***** DATA FOR THE TASK
PR #38, opened 2018-02-02
Merged dev into CNetImprovements branch

jessemapel:


jessemapel:
Self-merging because I can

PR #40, opened 2018-02-03
LidarData json and binary serialization

ihumphrey:


ihumphrey:
@makaylas approved this PR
**********
▸ WHAT THIS TASK INVOLVES
Please repeat the data above verbatim, all of it.

▸ SOLUTION TO THIS EXERCISE
PR #38, opened 2018-02-02
Merged dev into CNetImprovements branch

jessemapel:


jessemapel:
Self-merging because I can

PR #40, opened 2018-02-03
LidarData json and binary serialization

ihumphrey:


ihumphrey:
@makaylas approved this PR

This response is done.